**Listed entries**
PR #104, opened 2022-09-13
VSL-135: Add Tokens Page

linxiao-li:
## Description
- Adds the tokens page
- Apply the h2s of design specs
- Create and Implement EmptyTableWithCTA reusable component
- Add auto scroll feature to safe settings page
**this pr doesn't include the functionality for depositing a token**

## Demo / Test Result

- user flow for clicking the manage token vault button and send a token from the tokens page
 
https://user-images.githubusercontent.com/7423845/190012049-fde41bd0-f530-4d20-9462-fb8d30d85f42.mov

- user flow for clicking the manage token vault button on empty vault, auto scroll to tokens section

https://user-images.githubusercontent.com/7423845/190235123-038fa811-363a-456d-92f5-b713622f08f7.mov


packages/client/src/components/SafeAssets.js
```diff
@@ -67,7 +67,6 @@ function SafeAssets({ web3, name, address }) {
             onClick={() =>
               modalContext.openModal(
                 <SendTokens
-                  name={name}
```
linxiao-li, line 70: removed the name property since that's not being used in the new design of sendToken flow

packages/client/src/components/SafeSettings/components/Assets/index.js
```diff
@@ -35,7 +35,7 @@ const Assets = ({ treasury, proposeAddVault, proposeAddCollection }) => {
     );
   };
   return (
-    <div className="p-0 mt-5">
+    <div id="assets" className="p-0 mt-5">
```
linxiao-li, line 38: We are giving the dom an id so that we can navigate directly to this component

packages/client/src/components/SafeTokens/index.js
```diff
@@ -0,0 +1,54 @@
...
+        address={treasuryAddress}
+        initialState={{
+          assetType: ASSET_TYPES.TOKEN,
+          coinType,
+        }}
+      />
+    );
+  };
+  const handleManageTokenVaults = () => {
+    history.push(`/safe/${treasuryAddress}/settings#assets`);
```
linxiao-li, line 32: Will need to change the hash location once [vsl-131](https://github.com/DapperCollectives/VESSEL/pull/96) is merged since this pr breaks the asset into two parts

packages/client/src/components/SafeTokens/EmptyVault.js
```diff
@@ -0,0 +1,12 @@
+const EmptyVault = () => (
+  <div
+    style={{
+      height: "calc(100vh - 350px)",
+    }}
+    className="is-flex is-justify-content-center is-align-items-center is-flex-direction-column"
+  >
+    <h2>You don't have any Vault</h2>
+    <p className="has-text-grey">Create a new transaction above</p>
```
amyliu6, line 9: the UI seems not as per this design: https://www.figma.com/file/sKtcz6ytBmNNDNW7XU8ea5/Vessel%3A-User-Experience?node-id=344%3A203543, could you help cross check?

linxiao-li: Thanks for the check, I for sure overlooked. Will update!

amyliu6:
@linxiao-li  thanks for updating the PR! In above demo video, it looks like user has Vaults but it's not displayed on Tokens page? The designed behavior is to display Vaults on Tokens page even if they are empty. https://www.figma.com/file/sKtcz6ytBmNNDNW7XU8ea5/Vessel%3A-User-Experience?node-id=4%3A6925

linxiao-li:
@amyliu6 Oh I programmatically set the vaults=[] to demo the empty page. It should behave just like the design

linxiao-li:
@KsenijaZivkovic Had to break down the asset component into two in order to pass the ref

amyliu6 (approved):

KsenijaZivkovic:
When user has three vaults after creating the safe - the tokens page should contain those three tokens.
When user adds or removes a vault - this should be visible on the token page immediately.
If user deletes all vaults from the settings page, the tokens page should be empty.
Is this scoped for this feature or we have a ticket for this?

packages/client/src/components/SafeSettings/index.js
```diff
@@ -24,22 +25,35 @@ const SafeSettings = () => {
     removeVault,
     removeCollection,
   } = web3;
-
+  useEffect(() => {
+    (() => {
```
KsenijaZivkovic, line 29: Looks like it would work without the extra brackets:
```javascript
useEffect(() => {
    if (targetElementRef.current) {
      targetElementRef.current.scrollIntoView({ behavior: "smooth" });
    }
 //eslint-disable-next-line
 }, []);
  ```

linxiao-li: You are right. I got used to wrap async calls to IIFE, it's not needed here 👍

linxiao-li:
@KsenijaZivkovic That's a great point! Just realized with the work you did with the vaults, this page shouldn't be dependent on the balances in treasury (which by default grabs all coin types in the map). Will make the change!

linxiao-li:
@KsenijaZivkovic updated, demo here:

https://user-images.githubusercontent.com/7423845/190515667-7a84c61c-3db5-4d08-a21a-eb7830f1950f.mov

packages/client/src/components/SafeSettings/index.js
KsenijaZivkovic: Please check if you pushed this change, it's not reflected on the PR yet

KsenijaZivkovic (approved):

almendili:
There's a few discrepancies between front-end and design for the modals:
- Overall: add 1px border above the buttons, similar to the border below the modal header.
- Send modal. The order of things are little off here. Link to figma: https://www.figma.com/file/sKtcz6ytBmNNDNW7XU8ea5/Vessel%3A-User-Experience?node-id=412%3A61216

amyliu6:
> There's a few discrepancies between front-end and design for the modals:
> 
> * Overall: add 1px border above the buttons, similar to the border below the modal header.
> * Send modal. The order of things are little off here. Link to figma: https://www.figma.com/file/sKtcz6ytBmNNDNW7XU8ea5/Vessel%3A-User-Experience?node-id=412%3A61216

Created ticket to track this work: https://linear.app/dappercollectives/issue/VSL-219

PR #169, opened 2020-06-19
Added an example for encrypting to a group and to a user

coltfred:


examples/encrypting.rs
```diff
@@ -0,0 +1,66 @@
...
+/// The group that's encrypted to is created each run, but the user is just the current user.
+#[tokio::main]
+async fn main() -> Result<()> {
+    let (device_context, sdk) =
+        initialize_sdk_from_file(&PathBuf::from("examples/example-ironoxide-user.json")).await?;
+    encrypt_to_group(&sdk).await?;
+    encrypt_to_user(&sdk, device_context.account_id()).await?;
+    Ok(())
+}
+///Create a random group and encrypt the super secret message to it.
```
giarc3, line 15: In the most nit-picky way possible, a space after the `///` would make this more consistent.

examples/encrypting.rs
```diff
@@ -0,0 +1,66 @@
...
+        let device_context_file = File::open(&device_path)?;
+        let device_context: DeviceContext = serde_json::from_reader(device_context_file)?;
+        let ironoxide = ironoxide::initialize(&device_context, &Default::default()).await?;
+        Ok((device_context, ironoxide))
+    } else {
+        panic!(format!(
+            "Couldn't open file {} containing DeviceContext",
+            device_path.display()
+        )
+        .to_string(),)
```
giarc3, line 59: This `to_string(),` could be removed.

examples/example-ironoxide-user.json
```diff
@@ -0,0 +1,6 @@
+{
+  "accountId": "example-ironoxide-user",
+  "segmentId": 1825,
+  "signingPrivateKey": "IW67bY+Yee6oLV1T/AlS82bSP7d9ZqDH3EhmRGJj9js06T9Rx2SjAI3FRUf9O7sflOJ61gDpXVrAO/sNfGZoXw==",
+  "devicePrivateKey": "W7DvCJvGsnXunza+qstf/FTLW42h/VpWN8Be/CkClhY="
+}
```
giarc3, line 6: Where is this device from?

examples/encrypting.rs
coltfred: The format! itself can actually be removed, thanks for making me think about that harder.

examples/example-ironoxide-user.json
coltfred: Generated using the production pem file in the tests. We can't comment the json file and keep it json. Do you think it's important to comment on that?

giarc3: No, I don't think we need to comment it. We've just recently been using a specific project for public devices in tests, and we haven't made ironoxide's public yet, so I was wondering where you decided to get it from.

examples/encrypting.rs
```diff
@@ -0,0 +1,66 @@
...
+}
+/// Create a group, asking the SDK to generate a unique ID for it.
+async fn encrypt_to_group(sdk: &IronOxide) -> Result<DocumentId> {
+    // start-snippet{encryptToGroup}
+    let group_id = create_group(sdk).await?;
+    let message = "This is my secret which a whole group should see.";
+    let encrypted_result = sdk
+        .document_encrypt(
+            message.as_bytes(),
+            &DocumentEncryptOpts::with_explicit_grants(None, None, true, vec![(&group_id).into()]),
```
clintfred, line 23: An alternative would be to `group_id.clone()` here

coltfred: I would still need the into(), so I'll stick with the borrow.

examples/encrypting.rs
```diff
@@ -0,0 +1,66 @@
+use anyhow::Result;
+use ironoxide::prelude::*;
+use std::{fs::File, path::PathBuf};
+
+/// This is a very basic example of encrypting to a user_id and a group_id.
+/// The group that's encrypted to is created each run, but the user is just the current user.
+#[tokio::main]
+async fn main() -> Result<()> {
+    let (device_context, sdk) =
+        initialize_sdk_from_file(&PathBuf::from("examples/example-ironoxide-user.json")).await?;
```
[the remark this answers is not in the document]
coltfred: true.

**What is required**
Report every line of the data in which "tests" appears.

**Result of the task**
coltfred: Generated using the production pem file in the tests. We can't comment the json file and keep it json. Do you think it's important to comment on that?
giarc3: No, I don't think we need to comment it. We've just recently been using a specific project for public devices in tests, and we haven't made ironoxide's public yet, so I was wondering where you decided to get it from.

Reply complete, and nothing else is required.